++++ Supplied records ++++
PR #194, opened 2019-06-27
Lossless JSON

andrevmatos:
Implements Lossless JSON encoding/decoding.
For now, used only in RaidenState/persistency, but we need to keep consistency with messages encoding, to avoid needing multiple codecs for each type to support different serialization methods.
Based on top of #193

### DIFF
--- a/raiden/src/utils/types.ts
+++ b/raiden/src/utils/types.ts
@@ -1,5 +1,6 @@
 import * as t from 'io-ts';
++++
Task description:
Copy every line above once more, precisely as it reads.

Result of the exercise:
PR #194, opened 2019-06-27
Lossless JSON

andrevmatos:
Implements Lossless JSON encoding/decoding.
For now, used only in RaidenState/persistency, but we need to keep consistency with messages encoding, to avoid needing multiple codecs for each type to support different serialization methods.
Based on top of #193

### DIFF
--- a/raiden/src/utils/types.ts
+++ b/raiden/src/utils/types.ts
@@ -1,5 +1,6 @@
 import * as t from 'io-ts';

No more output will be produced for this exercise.